Top of Extracted data
PR #1119, opened 2025-07-02
Rewrite write_source_files into a fast language

dzbarsky:
On a `write_source_files` tree with ~20 chained targets and a few files each (so total 90 files + directories) the runtimes goes from 5-7s to 20ms.

We will want to precompile the helper binary like the rest of the helpers.

Putting this up to get feedback first.

### DIFF
--- a/tools/write_source_files/main.go
+++ b/tools/write_source_files/main.go
@@ -1,0 +1,171 @@
+package main
+
+import (
+	"errors"
+	"fmt"
+	"io"
+	"os"
+	"path/filepath"
+	"strconv"
+	"strings"
+	"sync"
+	"syscall"
+)
+
+const (
+	maxConcurrency = 16
+	bufSize        = 128 * 1024 // 128 KB
+)
+
+var bufPool = sync.Pool{
+	New: func() any {
+		return make([]byte, bufSize)
+	},
+}
+
+type copyAction struct {
+	srcPath, dstPath string
+	executable       bool
+}
+
+// openDst tries to create dst (0755 if exec, default otherwise).
+// On ENOENT it will mkdir parent and retry once.
+func openDst(dst string, exec bool) (*os.File, error) {
+	try := func() (*os.File, error) {
+		if exec {
+			return os.OpenFile(dst, os.O_CREATE|os.O_WRONLY|os.O_TRUNC, 0755)
+		}
+		return os.Create(dst)
+	}
+
+	out, err := try()
+	if err == nil {
+		return out, nil
+	}
+	if os.IsNotExist(err) {
+		// parent missing → create and retry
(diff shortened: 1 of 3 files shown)


dzbarsky:
@alexeagle I updated the PR with a sketch of how some code can be shared. There's a few things bothering me:
1) I don't see how the existing implementation of copy_directory handles the executable bit (I'm not sure how Clonefile works but the fallback implementation just copies the bytes and doesn't seem to create the file properly?)
2) I think the implementation I came up with does fewer syscalls (for example it only issues MkdirAll when writes fail, it first attempts to copy a file and then fallsback to directory handling instead of issuing upfront Stat, etc)
3) The existing io.Copy does not reuse buffers, we should likely allocate a single buffer in the worker and reuse that with io.CopyBuffer
4) It feels like we are promoting the `copy_directory` walker as the "common" one, which creates a bit of an oddness for `copy_to_directory`
5) `CopyFile` requires an upfront Stat on `srcPath` to get the info, and we also need that to do that to decide whether to issue a CopyFile or CopyDirectory. In the current draft this happens serially and then execution of all copy actions is done by the worker pool, but ideally there wouldn't be a serial portion at all. This would mean doing the "try to copy as file and fallback to directory" inside the worker itself, are we ok with that? (It would likely slightly speedup existing copy_directory as well...)

Overall I can't tell if going down this path will create a mess or result in improvements to the existing implementations, but if we do want to unify we will probably want some prep PRs

r0bobo:
It would be great if `write_source_files` also didn't touch the destination file if there is no diff. Otherwise it unnecessarily triggers lsp:s to reload files and such.

tools/write_source_files/main.go
```diff
@@ -0,0 +1,171 @@
...
+
+	out, err := openDst(dst, exec)
+	if err != nil {
+		return err
+	}
+	defer out.Close()
+
+	buf := bufPool.Get().([]byte)
+	defer bufPool.Put(buf)
+	if _, err := io.CopyBuffer(out, in, buf); err != nil {
```
fmeum, line 71: Did you check that this is actually faster than plain `io.Copy`? I would expect that to use `sendfile` and its analogues under the hood which don't even need a (userspace) buffer.

peakschris:
Any chance of this moving forwards?
I'd very much like diff_test to be part of this, as that is very challenging cross platform (ignoring line endings, for example, is difficult with built-in tools on windows)

dzbarsky:
We've been using this patch for over a year :) it didn't seem like there was a ton of appetite from the project owners here to get it upstreamed. Alex was mentioning a desire to get rid of these rules in favor of proprietary Aspect CLI workflows, though I'm not sure how current Aspect folks are thinking about it

fmeum:
Happy to review and merge this when someone sets up the release process for the precompiled binaries

PR #1123, opened 2025-07-08
refactor(3.0): rename module to bazel_lib

alexeagle:
_targets new 3.0 branch_

Remove Aspect branding, as this was donated to LF and is community-maintained.

Note, I am not sure about aliasing toolchain_type symbols back to aspect_bazel_lib for compatibility.

BREAKING CHANGES
- jq rule was removed, use https://github.com/bazel-contrib/jq.bzl instead
- yq rule was removed, use https://github.com/bazel-contrib/yq.bzl instead
- tar rule was removed, use https://github.com/bazel-contrib/tar.bzl instead
- bazelrc presets are removed, use https://github.com/bazel-contrib/bazelrc-preset.bzl instead


arrdem (approved):

fmeum (approved):
Yay, thanks for the PR (and the donation)!

If we think that most users (and in particular BCR modules) won't register their own toolchains for the types defined in this module, I don't see a need to alias them.

What about providers? Are there any rules for which it would become impossible to add the equivalent rule from aspect_bazel_lib to `deps`?

alexeagle:
I'll scan the repo for public provider symbols, that's a good point. DirectoryPathInfo is the only one that comes to mind.

PR #1125, opened 2025-07-13
chore: add windows_arm64 support to yq

dennisameling:
Partially addresses https://github.com/bazel-contrib/bazel-lib/issues/1076

Upstream has introduced support for windows_arm64 recently, so it can be referenced now.


alexeagle (approved):
Thanks!

PR #1135, opened 2025-07-26
refactor: remove yq toolchain

alexeagle:
BREAKING CHANGE:
The yq toolchain type is no longer in bazel-lib. Use the symbol @yq.bzl//yq/toolchain:type in case you were registering a custom YQ toolchain.


fmeum:
Does the new toolchain type exist yet? I only see references to bazel-lib in yq.bzl. Otherwise this LGTM.

fmeum (approved):

jbedard:
@alexeagle shouldn't we move the implementation to `yq.bzl` first? I guess when this is merging to a `3.0` branch it doesn't really matter what order we do it, but we'll have to do it...

jbedard (approved):

PR #1148, opened 2025-08-15
chore: simplify CI checks on GitHub Actions

alexeagle:


alexeagle:
Not much point landing this change on the `main` branch which is for the 2.x releases. Will just work on the 3.x branch now.

PR #1159, opened 2025-08-22
feat: support diff_test/write_source_files on Windows and enable most tests

peakschris:
Enable write_source_files with diff_test for windows; allowing documentation checks and updates to run on Windows for repos that use these macros. Enable most disabled windows tests.

**Features:**
* write_source_files fixed for windows
* diff_test enabled for windows; non-binary comparison so allows different line endings
* improved runfiles lookup for both rules:
    * windows: runfiles are looked up via runfiles manifest so --enable_runfiles not required
    * other platforms: left runfiles handling untouched to avoid regressing working code
* assert_contains now uses runfiles manifest lookup
* fixed a bug in copy_directory and copy_to_directory that would result in 'failed to get realpath of dangling symlink' error
* most tests that were disabled for windows / enable_runfiles only have been enabled for windows without runfiles
* enable docs folder tests on windows CI (for extra test coverage of the diff_test macro)

**Fixes:**
* https://github.com/bazel-contrib/bazel-lib/issues/1142


alexeagle:
I'll definitely do a lot of the lifting to get the 3.0 rolled out to everything I maintain!
Thank you!

alexeagle (approved):

PR #1187, opened 2025-10-01
Split excludes into separate package rules

hofbi:
As per suggestion from https://github.com/bazel-contrib/bazel-lib/commit/220e23f19f49cb1e458ae0534a30624366a411a3#commitcomment-166896515


alexeagle (approved):
thanks!

PR #1188, opened 2025-10-02
refactor: delete stardoc_with_diff_test

### LINKED ISSUE #1185: 3.0: drop stardoc
https://github.com/bazel-contrib/bazel-lib/blob/main/lib/docs.bzl relies on the stardoc module, which has a big fat dependency list, doesn't work with Bazel 6, and more. See "Legacy WORKSPACE Setup" https://github.com/bazelbuild/stardoc/releases/tag/0.8.0 for the ugliness.

Rules_go has their own `stardoc_with_diff_test` https://github.com/bazel-contrib/rules_go/blob/master/docs/doc_helpers.bzl
so we know users could just do this themselves.

We no longer use this rule ourselves since we can publish docs for BCR to render, see https://github.com/bazel-contrib/rules-template/pull/160 and my upcoming blog post https://hashnode.com/draft/68dc18b3df4b794c7b0074a6

Perhaps we move it to the stardoc repo, or just delete it with no replacement.

@fmeum @malt3 FYI

alexeagle:
The stardoc module has heavy dependencies. See remaining justification in the attached issue.

Fixes #1185

BREAKING CHANGE: bazel-lib no longer provides a convenience for checking in generated docs. Alternatives:
- (recommended): publish `starlark_doc_extract` rules on releases instead of checking in generated files; see https://blog.aspect.build/stardocs-on-bcr
- Copy the macro into your own repo like rules_go does, combining a stardoc target with a `diff_test`
- Use `aspect_bazel_lib` 2.x along with `bazel_lib`; the former provides this rule.


jbedard (approved):

jbedard:
Great 👍

PR #1189, opened 2025-10-03
chore: test on Bazel 9, drop Bazel 6

alexeagle:
Before 3.0 final we can drop this maintenance burden


jbedard (approved):

fmeum (approved):

alexeagle:
Yeah that's a nice solution, I think a dep an with_cfg is okay

fmeum:
Pushed a simpler solution. `cgo_off` is something we want to get rid of anyway.

PR #212, opened 2024-12-16
increase `line-height` to fix descenders getting clipped

mayank99:
This increases the `line-height` of `ListItem` to prevent descenders (characters that extend below the baseline) from getting clipped. While this issue was noticed in `Tree.Item`, I also changed `Button` because it was using the same pattern.

The `1.2` value was somewhat arbitrarily chosen. Ideally we'd align with our typography styles (i.e. `1.3333`), however that causes an increase in the height of the component (because of borders), so I'm going with this for now to at least fix the visual issue. We can revisit in the future if necessary.


RichardHill (approved):
GTG

knowler (approved):
Nice. I thought this could be more involved with regard to the `<Button>` component, but I can see the fixed `block-size` rule we already have there. Glad it’s a fairly quick and easy change.

PR #213, opened 2024-12-16
remove type assertion for `popover`

mayank99:
It seems like after recent updates (to TS and React versions), the `popover` types are available without any hacks, so I was able to remove the type assertion.

While I was here, I also corrected the name of a `store` variable to `state`.


RichardHill (approved):
:rocket:

PR #220, opened 2024-12-17
create basic `Select` component

mayank99:
This introduces a very simple `Select` component built on top of the HTML `<select>` element. I spent quite a bit of time trying to customize the arrow for `<select>`, before ultimately deciding to use a wrapper element and a sibling SVG.

This is what the API looks like (bikeshed comments welcome):

```jsx
<Select.Root>
  <Select.HtmlSelect>
    <option>Apple</option>
    <option>Orange</option>
    <option>Kiwi</option>
  </Select.HtmlSelect>
</Select.Root>
```

I was able to reuse a lot of the existing CSS; the only tinkering needed was related to the padding values and icon fill. The final result looks almost exactly like `DropdownMenu.Button`.

<details><summary>Screenshots of open state</summary>

Windows + Chrome:

image

Windows + Firefox:

image

macOS + Chrome:

image

macOS + Safari:

image

</details>


RichardHill (approved):
Works well : GTG

knowler (approved):
Works good. A bit unfortunate that we have to use the composition API style even though it's not super useful for consumers (like it is for differentiating the elements — but for the majority use cases it seems verbose and inconvenient). But that's the fault of the platform not providing a good way to style this thing (yet).

GerardasB (approved):

PR #223, opened 2024-12-18
Sticky `Tree` actions behavior (js solution)

GerardasB:
This PR adds Tree overflow behavior. Tree item actions will always be rendered on the right side of the scrollable container.
`Tree.Actions` component is added to be used inside `actions` slot prop of a `Tree.Item` (see https://github.com/iTwin/kiwi/pull/223#discussion_r1892419276).

There is a little bit of js that tracks the scroll offset and applies it as a sum to the tree items with actions (which is needed to keep the actions sticky on the right side of the scrollable container and at the same time truncating the label when needed). Suggestions for alternatives or CSS only solutions are welcome.

**Note:** use `?tree=complex` to test the behavior in the sandbox.


mayank99 (commented):
I believe we want to make the actions sticky on the right side, so that they don't require horizontal scrolling.

Maybe it's fine without it for now. We can look into this after we implement the reveal-on-hover behavior.

See Figma's behavior for comparison: https://www.youtube.com/watch?v=btLz9pH62DI

PR #226, opened 2024-12-20
Add horizontal scrolling to `Tree` component

GerardasB:
_Extracted from #223_

This PR adds a simple horizontal scroll behavior to the `Tree` component. Action buttons are all aligned to the right side of the overflown container (instead of the ideal sticky behavior).

`Tree.Root` needed another container element with applied `inline-size` in order to keep the size of all tree items equal.

**Note:** use `?tree=complex` to test the behavior in the `sandbox` route.


knowler (commented):
We might need additional block-end padding for floating scrollbars.

<p><figure>

https://github.com/user-attachments/assets/d952ee25-c602-4d3b-9676-ed38f185474e

<figcaption>Description: The tree is scrolled to its end and the user scrolls horizontally. The macOS scrollbar appears overlapping the last tree item. This is in Chrome.</figcaption>
</figure></p>

mayank99 (approved):
LGTM

knowler (approved):
:shipit:

PR #227, opened 2024-12-23
Sticky `Tree` actions (CSS solution)

GerardasB:
_Based on #226_ 

This PR adds sticky behavior to tree item actions: actions will always be rendered on the right side of the scrollable container.

`Tree.Actions` component is added as a container for all the tree item actions.

**Note:** use `?tree=complex` to test the behavior in the `sandbox` route.


mayank99 (approved):
🚀

knowler (approved):
This works well.

PR #232, opened 2024-12-24
Implement presentational foundation for `<Description>`

knowler:
This pull request implements a presentational `<Description>` component internally for now (with the plans to expose it publicly). We’ll need to add the wiring bit to the `<Field>` component as any relevant `aria-` attributes get set on the form control (i.e. they reference the `id` of the description). At this point it’s really just a composition of the `<Text variant="caption-md">` with a prop for setting the `tone`: `neutral` (default) and `critical`. I haven’t included tests for this at this point. I’ll do that when I add the actual functionality in the next PR.

A Field component with a label “input example” above a text box with a description underneath “Supporting text”. The description is 10px and using the color/text/neutral/tertiary colour.

A Field component with a label “input example” above a text box with a description underneath “Supporting text”. The description is 10px and using the color/text/critical/base colour.

### DIFF
--- a/packages/kiwi-react/src/bricks/Description.css
+++ b/packages/kiwi-react/src/bricks/Description.css
@@ -1,0 +1,15 @@
+/*---------------------------------------------------------------------------------------------
+ * Copyright (c) Bentley Systems, Incorporated. All rights reserved.
+ * See LICENSE.md in the project root for license terms and full copyright notice.
+ *--------------------------------------------------------------------------------------------*/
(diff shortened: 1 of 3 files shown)


GerardasB (approved):
Do we plan to expose this component eventually? If no - this should probably live in one of existing modules (tsx files).
Additionally this is very siloed ATM, i.e. there's not a single usage in tests or other routes.

mayank99 (approved):
LGTM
Bottom of Extracted data
• Exercise objective
The count alone is needed: how many lines of these entries contain the word "reuse"?

• Solution below
2